Has anyone tried to dump logs that are in database live to file to import to splunk? Is this a good way to handle sucking up events that are in the database?
I ended up writing scripts that would dump the table every minute to txt file using ODBC. I used linux freetds stuff. I could't get the DB polling work with the current per.
Is there a better way to suck database inserted data to splunk?
I use scripted inputs that do database polling. I have a simple state file that I store the last accessed rowid (or some unique and incrementing value). Each time the script runs, it first loads that
rowid (aka. the the last known position) which is then fed into the
WHERE clause so that only newer (previously unseen) events are loaded. As the rows are pulled from the database, I write out (stdout) the event in a textual format which splunk indexes. Sometimes I'll tweak values or do a secondary lookup in the database to pull associated info into the log event text (for example, to resolve some id into a human-readable form). After all the records have been read, I update the state file with the last read
rowid value. Next time the script runs the whole process starts over again.
I wrote a little python module to consolidate some common components of this process, since I have 5 or so different tables in various databases that I pull from within our company.
Keep in mind that I am only talking about situations where an application is essentially use a database table rather than writing out log file. If you table contains data that is changing or being updated after it's initially written, than you have to use a different approach. From splunk's perspective it's all the same thing. The different would be in how you write your script to pull the events and how to convert them into a textual format for splunk to index.
I've also written small scripts that pull id/name type data and store them in a CSV file to use with the
lookup feature. This is another type of simple database integration that you can do with splunk. You have lots of open-ended integration options. 😉
Hi @Lowell - any chance you'd be post a generalized version of your your scripted-input solution on Splunkbase.com? I suspect others could benefit from the work you've done on this.
I started working on this, but unfortunately there's some embedded sensitive stuff that needs to be weeded out, which could take some time. My goal is to release both the python module as it's own project, as well as a make a packaged splunk app. This way, anyone want to build upon what I've done (or fix bugs) has a channel to do so, and for anyone wanting to just jump in, there is a quick way means of doing that by grabbing the app. I think such an approach would be most beneficial for all parties involved. (Not sure if any other apps take that approach, but I'm willing to give it a try.)
Thanks for the Tip. Let me ask you a few more questions.
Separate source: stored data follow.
PR #94, opened 2020-12-03
Mark 4.17.3 release

mzyromski-atlassian:


CHANGELOG.md
```diff
@@ -24,10 +24,13 @@ Adding a requirement of a major version of a dependency is breaking a contract.
...
 ## [Unreleased]
-[Unreleased]: https://github.com/atlassian/infrastructure/compare/release-4.17.2...master
+[Unreleased]: https://github.com/atlassian/infrastructure/compare/release-4.17.3...master
+
+## [4.17.3] - 2020-11-25
+[4.17.3]: https://github.com/atlassian/infrastructure/compare/release-4.17.2...release-4.17.3
 
 ### Fixed
-+ Bump MySQL version to 5.7.32. Fix [JPERF-671].
+- Bump MySQL version to 5.7.32. Address [JPERF-671].
```
dagguh, line 33: True, it wasn't a bug

dagguh (approved):

CHANGELOG.md
mzyromski-atlassian: > True, it wasn't a bug

Btw, doesn't it show incompleteness of CHANGELOG entry types dictionary that we use (Fixed / Added / Changed / Removed / Deprecated)? It's not `Added` as we're indeed not adding any new features and apparently it's also not `Removed` or `Deprecated`. Using a common meaning of `Changed` word, that's the type we're looking at here, but we understand it as changes to the contract, which again is not the case here. But `Fixed` is also not a perfect fit, as we're not fixing a bug.

dagguh: True, it's unintuitive. [keep a changelog](https://keepachangelog.com/en/1.0.0/) does not map to SemVer one-to-one.
I tried to force it to use SemVer semantics. I did that to make "soft mark" MINOR and MAJOR bumps. But we already have to "hard mark" it via release alpha tags. It's just that the maintainer has to know which alpha tag to use after each PR merge.

First principle of keep-a-changelog is:

> Changelogs are for humans, not machines. 

So indeed, we shouldn't use the changelog contents as a helper for SemVer.

Let's decouple the two.

dagguh: PS. https://ecosystem.atlassian.net/browse/JPERF-240 should help with guarding SemVer automatically. It'd cover the source and binary compatibility contracts. Human would only be needed to guard the behavioral and POM contracts.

Lunix / Unix splunk Host connecting to MS SQL : What unix DB interface did you use? For me, I have spend quote sometime getting Freetds to connect to MS Sql. I initially wanted to use Perl to poll data, but I could get the Perl to work with FreeTDS ODBC driver. So, I ended up writing a Python script to connect and poll data. Python seem to provide quite universal DB interfaces when the right drivers are installed on the server. This whole process was very tidious and difficult in the sense that it requires quote amount of twiaks for each different DB and tables. Didn't you have a this sort of similar issue?
Also the dbpolling PERL script from Splunk download site, Does it work? Did you have a chance to try it out? It would be great if there a generic database polling scripts that could support different types of DB and tables.
Instead of scripting, I thought about a DB export tool to dump to files perdiotically. What do you think about this idea?
(1) I'm pulling data from both MSSQL and Oracle databases at the moment using python. (2) I know I looked at this script but never actually used it. I got the gist of how it works and then built my own script in python (which I prefer). It's really quite simple to whip up a script to pull a few rows, reformat them in a text format, and write them out to stdout. (3) you may have difficulty with this. How do you plan on keeping track of what which rows were already exported? If your tool has an incremental mode, it might work. Also, is the export format human-readable or too verbose?
Yes, it is helpful - and I'm pulling it into the documentation. (http://www.splunk.com/base/Documentation/4.1/AppManagement/DataSources#Example_of_tailing_database_i...). Do you have a version of your script you'd be willing to post?
esachs, are you asking me if I'm willing to post a sample script? The db-loading python module I came up with isn't as small as I was remembering. It's been a while, so I took a look again and it contains 3,000 lines of code. It has consistent state-file handling logic, a command line interface for handling setup, it uses INI config files for storing connection parameters, and SqlAlchemy for some database abstraction... (so it's not something I can just post here). BTW, all this does make keep the individual db-to-splunk script very short and cookie-cutter... Is this still of interests?
Here is a link to a perl-based scripted input to pull data from db tables via dbi. It contains switching logic inside to poll the database(s) you mention:
It says it's for Splunk v3.4, but it's still just a scripted input, so it should still work.